By the way, thank you very much for your contribution

stevengoossensB commented 3 years ago

I'll see whether I can familiarize myself with the libraries used and give it a try before Sunday. I'll add all code to this PR for your review.

stevengoossensB commented 3 years ago

Thanks for the update. I was trying something along those lines as well. I fixed a bug in the COUNTA method (in some cases, the count is in the macrosheet and the range won't contain the sheetname, so we need to take that into account. Additionally I've added the HLOOKUP method.

Getting closer now and now I do see some Registry strings and file paths in the execution, but still not yet there. Will try to continue tomorrow on this.

DissectMalware commented 3 years ago

I think I found the problem

Š is 138 in ASCII (Latin-1) but 352 in Unicode

image

image

So some of the characters are in Latin-1 codepage but ord returns their Unicode equivalent. This cause a problem in decoding some of the characters

image

DissectMalware commented 3 years ago

latin-codes.xlsx codes.txt

https://en.wikipedia.org/wiki/ISO/IEC_8859-1

image

the undefined ones are mapped in Excel

image

image

image

DissectMalware commented 3 years ago

I temporary fixed it in https://github.com/DissectMalware/XLMMacroDeobfuscator/pull/63/commits/d12f7df03c2d28e1f12a084bc723936d6d67cc12

DissectMalware commented 3 years ago

Correction: the code page is Windows 1252 not Latin-1

https://en.m.wikipedia.org/wiki/Windows-1252

DissectMalware commented 3 years ago

@stevengoossensB I thought it is better to merge your branch with the master. However, if you want to wirk on the code more, please continue to do so. I will check them and merge as soon as I can.

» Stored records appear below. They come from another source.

PR #47, opened 2021-03-07
Feature/newtimeplot

### LINKED ISSUE #43: Simplified sequence over time with recharts
- [x] MVP:
image
- [ ] Eventually, be able to click and drag to select multiple times.
image

spacephoton:
CleanShot 2021-03-07 at 14 16 01
MVP done, let me know if any bugs. 

For now, have to hover on the bar itself to select it. This means that bars with 0 value will not be hoverable.

The dates could be aligned better, but might not be worth the work.

Aesthetics can be improved, but that's mostly moving things around. For now I think it is okay.

There is a click handler for when we click a bar, which might be useful.


chaoran-chen:
Hi. This looks already really nice! I have just one request: Could you please add some fixed x-axis and y-axis ticks and titles so that the user can also understand what's going on without hovering and, for example, take a useful screenshot.

chaoran-chen:
To make it easier to understand the overall prevalence at the first glance, what do you think about fixing the y-axis' range to [0, 1]?

chaoran-chen:
Oh, and one more thing. Could you please add the week number as well? In many other plots/reports, we also use the week number so it would be nice to show both the date and the week number.

spacephoton:
> To make it easier to understand the overall prevalence at the first glance, what do you think about fixing the y-axis' range to [0, 1]?

Wouldn't this mean that the datapoints are very small for many of the selected mutations? since we are talking about percentages compared to other samples

TKGZ:
For example:

spacephoton:
image

spacephoton:
Not too happy with the alignment, but other than that is this what you had in mind? @chaoran-chen 

CleanShot 2021-03-07 at 15 49 37

spacephoton:
Actually, I don't think we should put the ticks on the bottom. It doesn't convey much useful information. This way we can focus on the final date, and still have an idea of the general trends. If we want to know exact date we can scroll mouse.

chaoran-chen:
Yes, the y-axis looks great. And I do believe that having x-axis ticks is also very important. The user should be able to take screenshots of the plots and be able to include them in presentations or reports, and for that, having ticks is inevitable. Also, in general, I find it much harder (and slower) to grasp what a plot shows if there are no clear ticks. And I really would not be surprised if some user will not even get the idea to use the mouse to hover over the bars.

So, I think that it would be great if we could have static month(+year) ticks on the x-axis.

chaoran-chen:
Few minor suggestions: "Proportion of the variant on the week of...", a little smaller font (the below screenshot uses 1.2rem), and a bigger padding-bottom.

image

spacephoton:
> Few minor suggestions: "Proportion of the variant on the week of...", a little smaller font (the below screenshot uses 1.2rem), and a bigger padding-bottom.

padding between title and graph?

chaoran-chen:
Yes, i.e. between "Proportion of the variant..." and the plot.

spacephoton:
> Yes, the y-axis looks great. And I do believe that having x-axis ticks is also very important. The user should be able to take screenshots of the plots and be able to include them in presentations or reports, and for that, having ticks is inevitable. Also, in general, I find it much harder (and slower) to grasp what a plot shows if there are no clear ticks. And I really would not be surprised if some user will not even get the idea to use the mouse to hover over the bars.
> 
> So, I think that it would be great if we could have static month(+year) ticks on the x-axis.

Ok, so now I added back the ticks.
CleanShot 2021-03-07 at 17 48 02

The year gets added when there is enough space. 
image

image

chaoran-chen:
Thanks!! From my side, it's ready to merge!

chaoran-chen:
I will just go ahead and merge it because I like it a lot :)

chaoran-chen (approved):

spacephoton:
yay! :D

src/widgets/VariantTimeDistributionPlot.tsx
```diff
@@ -1,17 +1,34 @@
...
+import ReactTooltip from 'react-tooltip';
+
+import { BarChart, XAxis, YAxis, Bar, Cell, ResponsiveContainer, CartesianGrid } from 'recharts';
+import styled from 'styled-components';
+
+import { BiHelpCircle } from 'react-icons/bi';
 import { fillWeeklyApiData } from '../helpers/fill-missing';
 import { EntryWithoutCI, removeCIFromEntry } from '../helpers/confidence-interval';
 
+const CHART_HEIGHT = 290;
```
tehwalris, line 17: We can't have a fixed height, especially in the embed. I've [made the plot fill the available space](https://github.com/cevo-public/cov-spectrum-website/commit/3b69001e30a3d4a18bfead2e2086369b182303e8).

src/widgets/VariantTimeDistributionPlot.tsx
```diff
@@ -36,59 +53,288 @@ export const VariantTimeDistributionPlot = ({ country, mutations, matchPercentag
     };
   }, [country, mutations, matchPercentage]);
 
+  const processedData: TimeEntry[] | undefined = distribution
```
tehwalris, line 56: `distribution?.map(...)`

src/widgets/VariantTimeDistributionPlot.tsx
```diff
@@ -36,59 +53,288 @@ export const VariantTimeDistributionPlot = ({ country, mutations, matchPercentag
...
+  quantity: number;
+};
+
+export type TimeGraphProps = {
+  data: TimeEntry[];
+  height?: number;
+  onClickHandler?: OnClickHandler;
+};
+
+export const TimeGraph = React.memo(
```
tehwalris, line 220: `TimeGraph`, `Metric` etc should be moved to their own file(s) when we re-use them for the "demographics" plot.

src/widgets/VariantTimeDistributionPlot.tsx
```diff
@@ -36,59 +53,288 @@ export const VariantTimeDistributionPlot = ({ country, mutations, matchPercentag
...
+  ({ data, onClickHandler, height = CHART_HEIGHT }: TimeGraphProps): JSX.Element => {
+    const [activeIndex, setActiveIndex] = useState<number>(data.length - 1);
+    const [ready, setReady] = useState(false);
+    const [currentData, setCurrentData] = useState<TimeEntry>(data[data.length - 1]);
```
tehwalris, line 224: I think if `data` is empty this could crash (eg. when accessing `currentData.yearWeek`).

tehwalris (commented):
Very nice result!

src/widgets/VariantTimeDistributionPlot.tsx
tehwalris: Ah, this won't actually crash because you have `&& current Data ?` below. This line should still be changed to `useState<TimeEntry | undefined>` so that if someone uses `currentData` without checking there will be a TS error.

tehwalris: If `data` is empty you do get some errors from recharts though. `Received NaN for the "y1" attribute. If this is expected, cast the value to a string.` That's fine for now, since they don't crash the application.

You can search for `N:R203K, N:G204R, S:N501Y, S:A123B, S:N507Y, N:R555Y` and with 100% match percentage to test with empty `data`.

src/widgets/VariantTimeDistributionPlot.tsx
spacephoton: Perfect, thank you! :D

src/widgets/VariantTimeDistributionPlot.tsx
spacephoton: Good point

spacephoton:
- [x] remove empty space on the left

spacephoton:
- [x] make sequence tick when > 20 bars to display
image

spacephoton:
- [x] add percent on left bar

spacephoton:
CleanShot 2021-03-13 at 17 05 11
Won't keep the proportion title shifted, as it looks worse like this.  But rest should is done.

stevengoossensB commented 3 years ago

I think I might have to for some samples because I get outputs like:

SET.NAME(lbqsnkudzlk,=FORMULA("'"&TEXT(INT(FSIZE(RC)=)+,""),RC)) SET.NAME(lbqsnkudzlk,=FORMULA("'"&TEXT(INT(ISNUMBER(SEARCH("x",RC)))+,""),RC))

Which doesn't look completely right to me.

DissectMalware commented 3 years ago

I have a question regarding https://github.com/DissectMalware/XLMMacroDeobfuscator/pull/63/commits/ab3cbc96f635cd9c3ad99e7699fa64977ef64f6e

What is the purpose of this commit? Concatenation operator was supported before this commit.